Kritik terhadap pola pembelajaran di sekolah—utamanya dalam bidang studi bahasa dan sastra Indonesia—adalah bagaimana siswa hampir-hampir tidak termotivasi untuk mengenal sastra apalagi menyelaminya. Apalagi sistem pendidikan nasional yang terbaru justru meminggirkan bahasa Indonesia karena "dianggap" tidak mampu menjadi bahasa sains dan berupaya menggantinya dengan bahasa asing (bahasa Inggris) yang "dianggap" lebih mampu menjelaskan sebuah ilmu pengetahuan. Semakin jauhlah siswa dengan bahasa dan sastra Indonesia.
Oleh karena itu, penyelenggaraan Kemah Bahasa dan Sastra Se-Provinsi Lampung di Gadingrejo, Pringsewu, 28-30 Oktober, yang diselenggarakan atas SMAN 1 Gadingrejo, UKI, dan Lampung Post menjadi oasis bagi kehidupan sastra yang selama ini seolah kesepian dan pelajar yang selama ini jauh (dijauhkan) dari sastra. Pembicara-pembicara seperti budayawan Arswendo Atmowiloto, Wakil Pemimpin Umum Lampung Post Djadjat Sudradjat, akademisi Unila Mulyanto Widodo, dan Ali Imron, serta seniman-sastrawan-jurnalis seperti Iswadi Pratama, Ari Pahala Hutabarat, Hermansyah G.A., Syafril Yamin, dan Udo Z. Karzi bisa menjadi "provokator" untuk menebar bibit-bibit sastra di lahan yang (seharusnya) subur: para siswa.
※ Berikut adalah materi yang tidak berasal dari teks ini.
PR #30625, opened 2026-08-28
[Things] Fix list membership under Things 3.23

bendrucker:
## Description

Things 3.23 changed two things the extension's optional database path relied on. A to-do keeps its "scheduled" marker after its date arrives and Things rolls it into Today, so list membership now has to follow the date rather than that marker. And while a repeating to-do has an open occurrence, Things clears the template's next-occurrence date and computes it internally, so Upcoming has to show those templates without a date, the way Things itself does.

I checked this by diffing the database path's list membership against what Things reports over AppleScript, on a real database. Against 3.23 the old queries left Today short by 6 items and Upcoming short by 31; with these changes all five lists match Things exactly.

Two fixes came out of that comparison rather than from 3.23 itself. To-dos inside a trashed project were leaking into the lists, Quick Find, and search, because trashing a project leaves its to-dos untouched in the database. That applies to the Logbook too: Things omits those to-dos from its own Logbook, so the query filters them the same way. Separately, Things silently ignores an attempt to complete a repeating to-do's template, which the extension reported as success, so the write now reads the value back and surfaces a real error.

This all sits behind the Unofficial API preference, which is off by default. The only change on the default AppleScript path is that status read-back, which also gets error handling in the menu bar command where it was missing.

## Checklist

### DIFF
--- a/extensions/things/CHANGELOG.md
+++ b/extensions/things/CHANGELOG.md
@@ -1,6 +1,6 @@
 # Things Changelog
 
-## [Things 3.23 Compatibility] - {PR_MERGE_DATE}
+## [Things 3.23 Compatibility] - 2026-08-29
 
 - Fixed Today and Anytime missing to-dos whose scheduled date had arrived when the Unofficial API preference is enabled. Things 3.23 leaves such a to-do marked as scheduled, so the extension has to decide list membership by date.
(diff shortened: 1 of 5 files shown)


pernielsentikaer (approved):
Looks good to me, approved 🔥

"Menulis bisa dijadikan sebagai profesi baru tanpa menghalangi cita-cita dan pekerjaan sebelumnya," kata Arswendo. Menurut penulis buku Mengarang Itu Gampang ini, menulis menyenangkan karena segala sesuatu dapat dijadikan sebagai bahan tulisan. Namun, menulis bukan bakat instan yang datang begitu saja. "Menulis merupakan bakat yang diperoleh dengan latihan terus-menerus dan berkelanjutan," kata dia.
Djadjat Sudradjat menegaskan penulis adalah profesi terhormat. Banyak nama besar di Tanah Air karena profesinya sebagai penulis dibandingkan profesi aslinya.
Pada sesi klinik sastra, siswa secara langsung mendiskusikan dan mempraktekkan bagaimana cara menulis puisi, cerpen, sastra lisan Lampung, dan artikel untuk media massa. Sesi ini terasa lebih menyentuh karena siswa bertemu muka dengan seniman, sastrawan, dan wartawan yang paling tidak karena pengalamannya bisa berbagi ilmu tentang kiat menulis. Wawasan internasional peserta kemah ditambah pula dengan kehadiran tujuh wakil kedutaan besar dalam acara ini.
Memang, hasil Kemah Bahasa dan Sastra tidak langsung terlihat dalam sehari dua atau setahun dua. Sebab, kemampuan menulis memang bukan sesuatu dengan instan mudah didapat, melainkan melalui proses berlatih dan belajar terus-menerus. Paling tidak Kemah Bahasa dan Sastra ini mampu memberi motivasi siswa untuk mulai menyukai sastra.
Semoga Kemah Bahasa dan Sastra ini bisa mendorong tingkat literasi di kalangan siswa.